The EU adopted Carbon Border Adjustment Mechanism rules for its transitional phase; tax will be implemented in 2026. EU industry executives claim both penalties and enforcing requirements are insufficient. The UK risks imposition of a climate surcharge for steel exports due to the rules. In the US, FEMA head warned Biden's $12 billion request for disaster-relief funding will only cover spending through end of September. Treasury missed deadline to release guidance on implementing the hydrogen production tax credit.
Hawaiian Electric was downgraded at Moody's and Fitch over Maui wildfire liability exposure. While utility is not looking to restructure, observers estimate it could face $4B of potential costs and bankruptcy risk. Amid the wildfires, fossil fuel firms sought dismissal of a climate accountability lawsuit filed in the state.
Unions approved labor agreements at American Airlines and UPS, avoiding strikes and boosting employee pay.

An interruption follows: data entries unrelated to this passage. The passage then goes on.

PR #649, opened 2026-09-12
fix(http): reject an oversized data: URL before fetch() decodes it

### LINKED ISSUE #627: fix(http): fetchHttpImage blocks the event loop decoding a large data: URL, and the request deadline cannot preempt it

tony8713:
## Summary

Fixes #627.

`fetch()` decodes a `data:` URL's payload synchronously inside the call itself, before `withDeadline`'s `setTimeout` abort ever gets a tick to run. A large `data:` URL handed to `fetchHttpImage`/`fetchWithDeadline` therefore stalls the whole process for the full decode, and the 5s deadline provides no protection at all. `readBoundedImage`'s existing size cap can't help either, since it only inspects a `Response` that doesn't exist yet while that decode is running.

`fetchWithDeadline` rejects on the URL's byte length before `fetch()` is ever called, for every URL, not only `data:` ones, since a scheme-prefix check alone still lets a case or whitespace variant through to the decode. This is the single point every current and future caller routes through (`fetchHttpImage` plus `starknet.ts`'s direct use); today `ens` is the only resolver that actually hands a `data:` URL into this path. `lens` and `farcaster` already reject one at their `isHttpUrl` gate (since #631), and `coingecko` no longer exists in this repo (replaced by `defillama` in #641). The central placement still covers `basename`, `snapshot`, `space-sx` and `starknet` uniformly, rather than needing a per-resolver check.

The cap is measured with `Buffer.byteLength(url)`, the URL's UTF-8 byte size, not its JS `.length` (UTF-16 code units), since those two diverge on a multi-byte-character payload and only the byte count bounds the decode.

It is measured against a dedicated `MAX_URL_BYTES`, not the existing `MAX_IMAGE_BYTES`. `MAX_IMAGE_BYTES` is a decoded-image-size budget, how large a downloaded image we're willing to accept, and it's sized accordingly (10MB). This guard needs a decode-time budget instead, how long we're willing to block the event loop synchronously inside `fetch()`, which is a much smaller number. The two budgets coincide only by accident, and sharing one between them let a `data:` URL up to 10MB clear the guard while still blocking the process for the length of that decode.

## Test plan

- [x] `npx tsc --noEmit` and `npx eslint src/ test/` clean
- [x] `jest test/integration/helpers/http.test.ts` covers a data: URL under/over each cap, a case/whitespace variant, a non-ASCII payload whose UTF-16 length hides its true byte size, a percent-encoded payload, and both cap boundaries
- [x] CI


tony8713:
Addressed a finding from a review that landed in our Discord rather than as a GitHub review: `fetchWithDeadline`'s guard matched `url.startsWith('data:')` against the raw string, but `fetch()` itself accepts `DATA:`, other-case variants, and leading whitespace as data URLs too, so those bypassed the guard and still hit the synchronous decode it exists to prevent (confirmed in Node: `DATA:...`, `  data:...`, etc. all decode).

Fixed in 6ffaa1d by capping the raw string length for every URL through this path, not only ones matching a literal `data:` prefix. No legitimate http(s) URL is anywhere near 10MB, so this closes the whole bypass class rather than trying to replicate the URL parser's scheme normalization. Added regression tests for the uppercase-scheme and leading-whitespace variants; mutation-proved by reverting to the old prefix check, which turns the new test red (TypeError, fetch actually gets called) while the other 8 cases in the file stay green.

src/helpers/http.ts
```diff
@@ -17,10 +17,16 @@ export function spaceIds(id: string): string[] | null {
   }
 }
 
+export const MAX_IMAGE_BYTES = 10 * 1024 * 1024;
+
 export function fetchWithDeadline<T>(
   url: string,
   read: (response: Response) => Promise<T>
 ): Promise<T> {
+  if (url.length > MAX_IMAGE_BYTES) {
```
wa0x6e:
```suggestion
  if (Buffer.byteLength(url) > MAX_IMAGE_BYTES) {
```

(Updated for `6ffaa1d` — the earlier version of this comment still carried the `startsWith('data:')` test that commit removed.)

`url.length` counts UTF-16 code units, but `fetch` decodes the URL's UTF-8 bytes, so a raw (non-base64) `data:` URL made of multi-byte characters passes this guard and still decodes ~3x the cap:

```
data:image/png, + 10,485,735 x '中'
url.length             = 10,485,750   (passes; cap is 10,485,760)
Buffer.byteLength(url) = 31,457,220   -> 377-441 ms of synchronous block on Node 24.20.0
```

Reachable on the same unauthenticated route this PR closes: `src/resolvers/image/ens.ts:29` admits any body matching `/^data:[^,]*,/`, so an owner-controlled ENS avatar record can be exactly this shape. Base64 and percent-encoded payloads are pure ASCII, so `Buffer.byteLength === .length` for them and their effective caps are unchanged.

Worth a regression case too — the `data:` block still only exercises ASCII payloads, which are the one shape where the two measures agree:

```ts
it('rejects a non-ASCII body whose UTF-16 length hides its true byte size', async () => {
  // Each '中' is 1 UTF-16 code unit but 3 UTF-8 bytes, so url.length stays
  // well under the cap while the decoded byte size blows past it.
  const oversized = `data:image/png,${'中'.repeat(3_500_000)}`;
  const fetchSpy = jest.spyOn(global, 'fetch');

  expect(oversized.length).toBeLessThan(MAX_IMAGE_BYTES);

  await expect(fetchHttpImage(oversized)).rejects.toMatchObject({
    status: 404,
    message: expect.stringContaining('too large')
  });
  expect(fetchSpy).not.toHaveBeenCalled();

  fetchSpy.mockRestore();
});
```

wa0x6e: Open PR #598 deletes `fetchWithDeadline` (this guard's home) and rewrites both `fetchHttpImage` and `starknet.ts`'s `fetchImageOrMetadata` to call `fetch(url, { signal })` inline with no size check — while also adding `if (url.startsWith('data:')) return url;` to `getUrl`, so a `data:` URL starts reaching that raw `fetch()` on the Starknet metadata path.

Verified with a merge simulation of both orders: whichever of #649/#598 merges second hits a real conflict in `src/helpers/http.ts` (not a silent auto-merge), but resolving it correctly means manually re-porting this guard into both of #598's new call sites, and nothing enforces that. #598's thread discusses conflicts with #457 and #610 but has never mentioned #627.

Worth flagging on #598 now, before that conflict actually has to be resolved.

wa0x6e: This PR's size guard sits in `fetchWithDeadline` right next to the scheme allowlist open PR #632 adds there (`assertAllowedUrl`, unreviewed as of writing). That allowlist admits `http:`/`https:` only and rejects `data:` with a 400, which `src/resolvers/image/index.ts`'s `isRoutineMiss` classifies as a silent, unreported miss (`AUTH_STATUS_CODES` only excludes 401/402/403).

So regardless of merge order, #632 would make `data:` handling here unreachable and regress the `data:` avatar support merged in #628/#631 — `src/resolvers/image/ens.ts` still accepts `data:` records — with no Sentry signal: the resolver just returns `false` and the avatar falls back to a generic identicon.

Recommend #632 exempt `data:` from `assertAllowedUrl` before it merges. A `data:` URL never reaches the network dispatcher, so that PR's SSRF rationale doesn't apply to it.

wa0x6e: **PR description's exposure list and `data:`-only framing are stale**

The rationale in the description no longer matches this repo or this branch's head:

- `coingecko` doesn't exist anymore — it was replaced by `defillama` in #641. There is no `src/resolvers/image/coingecko.ts` to protect.
- `lens` (`src/resolvers/image/lens.ts:60`) and `farcaster` (`src/resolvers/image/farcaster.ts:54`) both gate on `isHttpUrl` before calling `fetchHttpImage`, and `isHttpUrl` rejects `data:` outright (protocol must be `http:`/`https:`) — since #631. Neither can hand a `data:` URL to this path today.
- The only resolver that currently feeds a `data:` URL into `fetchWithDeadline`/`fetchHttpImage` is `src/resolvers/image/ens.ts:29`, which explicitly allows one past its own `data:` regex.
- Separately, `6ffaa1d` changed the guard from `url.startsWith('data:') && url.length > MAX_IMAGE_BYTES` to `url.length > MAX_IMAGE_BYTES` unconditionally — so "for any `data:` URL" is inaccurate too; the guard now caps every URL string.

None of this changes the fix itself, or the call to keep the check centralized in `fetchWithDeadline`. It is the paragraph justifying the central placement that should describe what is true today rather than resting on #627's exposure list, which predates #631's `isHttpUrl` gate and #641's coingecko removal.

Suggested replacement for that paragraph:

> `fetchWithDeadline` now rejects on the URL string length before `fetch()` is ever called, for every URL — not only `data:` ones, since a scheme-prefix check alone still let a case or whitespace variant through to the decode. This is the single point every current and future caller routes through (`fetchHttpImage` plus `starknet.ts`'s direct use); today `ens` is the only resolver that actually hands a `data:` URL into this path — `lens` and `farcaster` already reject one at their `isHttpUrl` gate (since #631), and `coingecko` no longer exists in this repo (replaced by `defillama` in #641). The central placement still covers `basename`, `snapshot`, `space-sx` and `starknet` uniformly, rather than needing a per-resolver check.

test/integration/helpers/http.test.ts
```diff
@@ -131,4 +131,43 @@ describe('fetchHttpImage', () => {
...
+      ]) {
+        await expect(fetchHttpImage(oversized)).rejects.toMatchObject({
+          status: 404,
+          message: expect.stringContaining('too large')
+        });
+      }
+      expect(fetchSpy).not.toHaveBeenCalled();
+
+      fetchSpy.mockRestore();
+    });
```
wa0x6e, line 173: The `data:` cases here are all ASCII base64, which is the one encoding where `url.length` and the decoded byte size roughly agree. Two shapes are still uncovered: a percent-encoded (non-base64) payload, and a URL sized to exactly `MAX_IMAGE_BYTES` — the latter pins the `>` vs `>=` edge of the new comparison, which is currently only tested at `MAX + 1`.

```suggestion
    });

    it('still decodes a non-base64 (percent-encoded) one under the cap', async () => {
      const percentEncoded = [...BODY]
        .map(byte => `%${byte.toString(16).padStart(2, '0')}`)
        .join('');
      const dataUrl = `data:image/png,${percentEncoded}`;

      await expect(fetchHttpImage(dataUrl)).resolves.toEqual(BODY);
    });

    it('still decodes one exactly at the cap', async () => {
      const prefix = 'data:image/png;base64,';
      const dataUrl = `${prefix}${'A'.repeat(MAX_IMAGE_BYTES - prefix.length)}`;

      expect(dataUrl.length).toBe(MAX_IMAGE_BYTES);
      await expect(fetchHttpImage(dataUrl)).resolves.toBeInstanceOf(Buffer);
    });
```

src/helpers/http.ts
```diff
@@ -30,8 +36,6 @@ export function fetchWithDeadline<T>(
   }, 5e3);
 }
 
-export const MAX_IMAGE_BYTES = 10 * 1024 * 1024;
-
 export async function readBoundedImage(url: string, response: Response): Promise<Buffer> {
   const host = new URL(url).host;
```
wa0x6e: [pre-existing, but on the path this PR is making cheap] `new URL(url).host` runs on every successful fetch, including the `data:` path. On a ~9.3 MB `data:` URL (just under the cap, same shape as the new test) that measured ~12 ms per call — 20 iterations, avg 11.88 ms — and `host` is only read in the two throw branches below, so the success path pays it for nothing.

It also buys nothing when it *is* used: `new URL('data:image/png;base64,AAAA').host === ''`, which is why an oversize `data:` URL raises `[] image too large: ...`.

Computing it lazily in the two error branches keeps the hot path free:

```diff
-  const host = new URL(url).host;
   const declared = Number(response.headers.get('content-length'));
   if (declared > MAX_IMAGE_BYTES) {
     await response.body?.cancel();
-    throw httpError(host, 404, `image too large: ${declared} bytes`);
+    throw httpError(new URL(url).host, 404, `image too large: ${declared} bytes`);
   }
...
     if (total > MAX_IMAGE_BYTES) {
-      throw httpError(host, 404, `image too large: over ${MAX_IMAGE_BYTES} bytes`);
+      throw httpError(new URL(url).host, 404, `image too large: over ${MAX_IMAGE_BYTES} bytes`);
     }
```

wa0x6e (changes requested):

src/helpers/http.ts
tony8713: Fixed in 9b191d9, swapped to `Buffer.byteLength(url) > MAX_IMAGE_BYTES` exactly as suggested. Added your `中`-repeat regression case; mutation-proved by reverting to `url.length`, which turns only that test red (11/12 stay green).

tony8713: Confirmed against #598's current diff: it does delete `fetchWithDeadline` and adds `if (url.startsWith('data:')) return url;` to `getUrl`, so a `data:` URL reaches a bare `fetch()` on the Starknet path with no size check. Whichever of #649/#598 merges second hits a real conflict in `http.ts`, and resolving it correctly means re-porting this guard into both of #598's new call sites manually. Leaving the coordination call to you and #598's author rather than editing #598 myself.

tony8713: Confirmed — #632's `assertAllowedUrl` (`ALLOWED_PROTOCOLS = new Set(['http:', 'https:'])`) would 400 every `data:` URL, and since `isRoutineMiss` only excludes 401/402/403 that comes back as a silent miss, regressing `ens`'s `data:` avatar support with no signal. Agree #632 should exempt `data:` from that check before merging; not touching #632 myself, flagging it for you/that PR's author to decide.

tony8713: Updated the description with your replacement paragraph, adjusted 'URL string length' to 'byte length' since 9b191d9 also fixes the UTF-16-vs-UTF-8 measure you flagged above. Verified ens.ts:29, lens.ts:60, farcaster.ts:54, and that there's no coingecko.ts left in this tree.

test/integration/helpers/http.test.ts
tony8713: Added both cases from your suggestion (percent-encoded under the cap, exact-cap boundary) plus the non-ASCII case from your first comment, 12/12 pass. Mutation-proved the boundary one specifically: flipping `>` to `>=` on line 26 turns only 'still decodes one exactly at the cap' red, the other 11 stay green.

src/helpers/http.ts
tony8713: Applied your diff, `host` is no longer computed up front in `readBoundedImage`, only inline in each of the two throw branches now.

src/helpers/http.ts
```diff
@@ -17,10 +17,16 @@ export function spaceIds(id: string): string[] | null {
...
 }
 
+export const MAX_IMAGE_BYTES = 10 * 1024 * 1024;
+
 export function fetchWithDeadline<T>(
   url: string,
   read: (response: Response) => Promise<T>
 ): Promise<T> {
+  if (Buffer.byteLength(url) > MAX_IMAGE_BYTES) {
+    return Promise.reject(httpError('url', 404, `url too large: over ${MAX_IMAGE_BYTES} bytes`));
```
wa0x6e: **Major — the cap this guard reuses is a decoded-image budget, not a decode-time budget, so ~100-130 ms of synchronous event-loop block survives it.**

`fetch()` decodes a `data:` URL inside the call expression, before it returns a promise — which is the property #627 is about, and the reason `withDeadline` cannot help. This guard bounds that decode, but it bounds it with `MAX_IMAGE_BYTES`, a constant that exists to cap how large a *decoded image* we accept over HTTP. How big an image we want and how long we are willing to freeze the process are different budgets; they coincide here only by accident.

Measured on Node v24.20.0, timing only the synchronous portion (`const p = fetch(url)`, before any `await`), median of 5 per size:

```
    64 KiB encoded ->   1.5 ms
   256 KiB encoded ->   3.8 ms
   512 KiB encoded ->   7.8 ms
  1024 KiB encoded ->   9.6 ms
  4096 KiB encoded ->  40.4 ms
 10240 KiB encoded -> 102.3 ms   <- what this guard still admits
```

Two runs of the at-cap case disagreed — 102.3 ms interleaved in the sweep above, 125.4 ms standalone after a settle — so read the residual as ~100-130 ms rather than one figure. Cross-checked against a 1 ms `setInterval` starvation counter, read after yielding to the macrotask queue: max inter-tick gap 127.8 ms at the cap versus 3.6 ms for a 26-byte `data:` URL control. It is a real loop block, not wall time.

Failure scenario: an ENS name whose `avatar` text record is a 10 MiB base64 `data:` URL. `src/resolvers/image/ens.ts:29` admits it (`/^data:[^,]*,/`), this guard admits it (10,485,760 bytes, exactly at the cap), and every request to the image route for that name freezes the process ~115 ms. Unauthenticated, one attacker-owned name, no concurrency limit: roughly 8 req/s saturates the event loop.

No legitimate `http(s)` URL is anywhere near either number, so a separate, much smaller URL-length cap costs nothing on the HTTP side and keeps the guard scheme-agnostic — the new constant belongs here at the choke point, not as a `data:`-only branch, since a scheme test is exactly what 6ffaa1d removed for good reason:

```suggestion
export const MAX_IMAGE_BYTES = 10 * 1024 * 1024;

// Bounds the synchronous decode fetch() performs on a data: URL inside the call
// itself, before withDeadline's abort can ever run. Sized for decode time, not
// image size: ~10ms of blocked event loop at 1 MiB, ~115ms at 10 MiB.
const MAX_URL_BYTES = 1024 * 1024;

export function fetchWithDeadline<T>(
  url: string,
  read: (response: Response) => Promise<T>
): Promise<T> {
  if (Buffer.byteLength(url) > MAX_URL_BYTES) {
    return Promise.reject(httpError('url', 404, `url too large: over ${MAX_URL_BYTES} bytes`));
  }
```

The number is the part worth deciding, not the shape. 1 MiB caps the block at ~10 ms but rejects `data:` avatars over 1 MiB that work today, a regression against the `data:` support added in #628/#631 — though an SVG avatar that size is already pathological. 4 MiB keeps ~40 ms and leaves more headroom. Either way the existing `data:` tests should keep passing; only the oversized fixtures need resizing to the new constant.

tony8713: Fixed in 3d871ee: split into a dedicated MAX_URL_BYTES (1MB, your smaller option) used only for this front-door check, leaving MAX_IMAGE_BYTES for the decoded-size cap in readBoundedImage where it belongs. Added a regression test for a data: URL between the two caps (over MAX_URL_BYTES, still well under MAX_IMAGE_BYTES); mutation-proved by reverting to MAX_IMAGE_BYTES here, which turns exactly the tests sized in that gap red and leaves the rest green.

tony8713:
Addressed the finding from your latest review (the "Major" one on `src/helpers/http.ts:27`, posted after 9b191d9): the guard was capping decode time with `MAX_IMAGE_BYTES`, a decoded-image-size budget, so a `data:` URL up to 10MB still cleared it and still blocked the event loop for the full synchronous decode inside `fetch()`.

Fixed in 3d871ee by splitting that into a dedicated `MAX_URL_BYTES` (1MB) used only for this front-door check, leaving `MAX_IMAGE_BYTES` for what it always meant, the decoded-size cap in `readBoundedImage`. Went with your suggested shape and the smaller of your two proposed numbers.

Regression test added: a `data:` URL sized between the two caps (over 1MB, still well under 10MB) now gets rejected before `fetch()` is ever called. Mutation-proved by reverting the guard back to `MAX_IMAGE_BYTES`: that turns exactly the three tests sized in that gap red (the new one plus the case/whitespace-variant and non-ASCII cases, which needed resizing down to the new cap to still demonstrate anything), the other 9 in the file stay green.

Also resized the existing over/under/exact-cap fixtures in `test/integration/helpers/http.test.ts` down to `MAX_URL_BYTES` so they pin the guard that's actually in effect.

wa0x6e (approved):
utAck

Woodside reached an agreement in-principal with unions, averting strike and potential disruption to LNG supplies.
Landmark EU tech moderation regulations will come into effect on Friday, 25-August; platforms will need to restrict targeting ads to minors and refrain from using sensitive data in ads, in addition to submitting risk assessments and providing more content moderators in more languages. Activision announced plans to sell cloud gaming rights to Ubisoft in bid to win UK approval of Microsoft deal.
The US is increasing efforts to ensure ban of imported products made using forced labor; EV components from China to face scrutiny similar to that seen with solar components. Walmart and Centric brands investigating garment supply chains in Cambodia over allegations of illegal inmate labor. Boeing disclosed a new defect in the 737 Max jet due to improperly drilled holes by a supplier; issue may derail delivery targets.